While Adric (Matthew Waterhouse) falls foul of the law and finds himself sentenced to hang for stealing, Nyssa (Sarah Sutton) lands on her feet and into a flirtation with a vicar who saves her from being burnt as a witch by suspicious locals. Sacha Dhawan is terrific as her rescuer Matthew, who’s clearly charmed and he makes a proposal to her, while Carolyn Seymour, with a glorious accent, is his two-faced busybody of a housekeeper.
The other principal guest star is Stephen Greif, who is perhaps best known to genre fans for his role as the original Travis in Blake’s 7. Here, he voices the chilling Sabaoth who, when paired with Daniel Burnett’s sound design and Benji Clifford’s score, evokes a classic horror movie vibe; with ominous chanting male voices and terrifying distorted noises, there are also era appropriate Paddy Kingsland-esque twiddles in the mix too.
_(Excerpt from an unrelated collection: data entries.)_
PR #3027, opened 2019-11-21
Grow-1479 Blank thumbnail on collections with generated banner 

jiahaodavid:
Address : [Grow 1479](https://artsyproduct.atlassian.net/secure/RapidBoard.jspa?rapidView=4&projectKey=GROW&modal=detail&selectedIssue=GROW-1479)

Screen Shot 2019-11-21 at 13 46 00

Object: If there is no custom image header, it shows a gray circle. 

Those circle things are using `EntityHeader` from Palette. In Palette, we have [this](https://github.com/artsy/palette/blob/0ce2ed7da2cdce43bbad51709ae4bebe4545bf03/packages/palette/src/elements/EntityHeader/EntityHeader.tsx#L49). And then, the `EntityHeader` actually import `avatar`. Inside the avatar, it has condition checking(see [here](https://github.com/artsy/palette/blob/0ce2ed7da2cdce43bbad51709ae4bebe4545bf03/packages/palette/src/elements/Avatar/Avatar.shared.tsx#L66)), if it has imgURL, then it shows headerIMG, otherwise, it shows `initials string`. 
So, I just pass an empty space to `initials string`. It will render a gray circle.

### DIFF
--- a/src/Apps/Collect2/Routes/Collections/Components/CollectionsGrid.tsx
+++ b/src/Apps/Collect2/Routes/Collections/Components/CollectionsGrid.tsx
@@ -59,6 +59,7 @@ export class CollectionsGrid extends Component<CollectionsGridProps> {
                   <Media greaterThan="xs">{index < 3 && <Separator />}</Media>
 
                   <EntityHeader
+                    initials=" "
                     py={2}
                     href={`/collection/${collection.slug}`}
                     imageUrl={imageUrl || undefined}
--- a/src/Apps/Collect2/Routes/Collections/Components/CollectionsGrid.tsx
+++ b/src/Apps/Collect2/Routes/Collections/Components/CollectionsGrid.tsx
@@ -58,6 +58,7 @@ export class CollectionsGrid extends Component<CollectionsGridProps> {
                   <Media at="xs">{index === 0 && <Separator />}</Media>
                   <Media greaterThan="xs">{index < 3 && <Separator />}</Media>
 
+                  {/* A empty space in initials to generate a blank avatar when there's no imageUrl*/}
                   <EntityHeader
                     initials=" "
                     py={2}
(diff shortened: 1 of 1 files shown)


src/Apps/Collect2/Routes/Collections/Components/CollectionsGrid.tsx
```diff
@@ -59,6 +59,7 @@ export class CollectionsGrid extends Component<CollectionsGridProps> {
                   <Media greaterThan="xs">{index < 3 && <Separator />}</Media>
 
                   <EntityHeader
+                    initials=" "
```
pepopowitz: Neat! 👍 

Could we add a comment above line 61, to make it clear to future readers of this code that we are passing `initials=" "` so that the gray circle shows up? We do have this PR to help them figure that out, but this code "seems strange" - enough that I could easily see someone deleting it without investigating why it was written.

Commenting JSX is kind of tricky, if you haven't seen it before it looks like this: 

```jsx
{/* A JSX comment */}
<EntityHeader />
...
```

It'd be great if we could put it directly above line 62, but I don't think we can put it inside an element...so right before the `<EntityHeader` line would be adequate.

jiahaodavid: Indeed. That empty space looks strange. Thanks for pointing out.  🤝

src/Apps/Collect2/Routes/Collections/Components/CollectionsGrid.tsx
```diff
@@ -58,7 +58,9 @@ export class CollectionsGrid extends Component<CollectionsGridProps> {
                   <Media at="xs">{index === 0 && <Separator />}</Media>
                   <Media greaterThan="xs">{index < 3 && <Separator />}</Media>
 
+                  {/* A empty space in initials to generate a blank avatar when there's no imageUrl*/}
```
pepopowitz:
```suggestion
                  {/* An empty space in initials to generate a blank avatar when there's no imageUrl */}
```

Completely minor nit-pick for grammar & consistency of spacing. Feel free to disregard _or_ accept.

artsyit:
:rocket: PR was released in v22.7.2 :rocket:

Despite featuring 1982’s cast of Doctor Who, James Goss’ story feels incredibly like the new series in the way it deals with time and the Doctor’s relation to it, leaning on the sort of logic that would not feel out of place in a Steven Moffat script. Unlike some audio stories, this is not one which we are invited to imagine might have been made in the 1980s, instead, it offers us a taste of what it would be like to have these classic characters onscreen today, but as they were then. This, of course, is the temporal wizardry of Big Finish.
James Goss always writes strong comedy and we particularly loved some of Adric’s moments here – the standouts were his snark about Heathrow and the decision to pass on transportation to Australia, based on what he knew of it from Tegan. Goss also constructs an impressive double-pronged cliffhanger for episode two, with both Adric and Nyssa in life-threatening trouble.
It is only recently that the main range went spooky with the terrifying Static, but this is a different line-up and a executed with a lighter touch. It is also satisfyingly complex and, as the director Barnaby Edwards suggests in the CD Extras, is a tale which will benefit from multiple airings at appreciate how the temporal nature of the story fits together.